The Talairach coordinates of the studies included in the ALE meta-analysis were automatically converted into MNI coordinates using GingerALE. According to the modified procedures of Eickhoff and colleagues [98], the ALE values of each voxel in the brain were computed, and the null distribution of the ALE statistic was calculated for each voxel. The ALE method incorporates a variable uncertainty based on subject size.
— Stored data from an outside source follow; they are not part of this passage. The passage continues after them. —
PR #886, opened 2016-09-01
Medical Safety Alerts flagged as Urgent

Seraphiana:
Updated app to send an urgent flag with email requests for medical
safety alerts. Flag defaulted to nil in other formats.

[trello card](https://trello.com/c/QbYLGjL2/263-send-medical-device-alerts-urgently)

### DIFF
--- a/app/models/document.rb
+++ b/app/models/document.rb
@@ -347,6 +347,18 @@ class Document
     update_type == "major"
   end
 
+  # This is set to nil for all non-urgent emails.
+  # Override to true for urgent email handling for a specific format.
+  # Urgent emails are sent immediately to all users,
+  # regardless of how frequently the users are set to get email updates
+  #
+  # Sending false will force overriding of topic defaults, and should
+  # only be done where we explicitly want an email to be non urgent and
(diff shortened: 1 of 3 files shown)


Seraphiana:
@tijmenb @elliotcm

app/models/document.rb
```diff
@@ -347,6 +347,10 @@ def send_email_on_publish?
     update_type == "major"
   end
 
+  def urgent
```
tijmenb: Might be worth to put something like https://github.com/alphagov/specialist-publisher/blob/6646ebe34f03d8ea9537c622edf83c32060ba27d/app/exporters/formatters/abstract_document_publication_alert_formatter.rb#L99-L102 here too, to carry over the knowledge of this behaviour.

tijmenb:
👍 looks good

app/models/document.rb
Seraphiana: good point. Is that clearer?

tijmenb: 👍 excellent!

Since implementing the variable uncertainty of the random-effects method, GingerALE needs subject information for each foci group to calculate the Full-Width Half-Maximum(FWHM) of the Gaussian function used to blur the foci [98]. The thresholded ALE map was computed using p values from the previous phase, and we used a cluster forming threshold of p < 0.001 and a cluster-level threshold of p < 0.05 Familywise Error (FWE)corrected [106]. For each group (GD and AUD) activation (activation and deactivation), we performed separate ALE meta-analyses (Table 1 and Table 2).

5. Results

5.1. Neural Alterations in Gambling Disorder

The ALE meta-analysis on GD (Table 3) revealed clusters of activation in both hemispheres (Figure 2), mainly located in the head and body of the cuneus (CN; Figure 2), in the lentiform nucleus (LN), and in the hypothalamus (see Figure 2). We also found clusters of activation in the right middle frontal gyrus (MFG) and in the right putamen. No significant suprathreshold cluster of deactivation was detected in GD.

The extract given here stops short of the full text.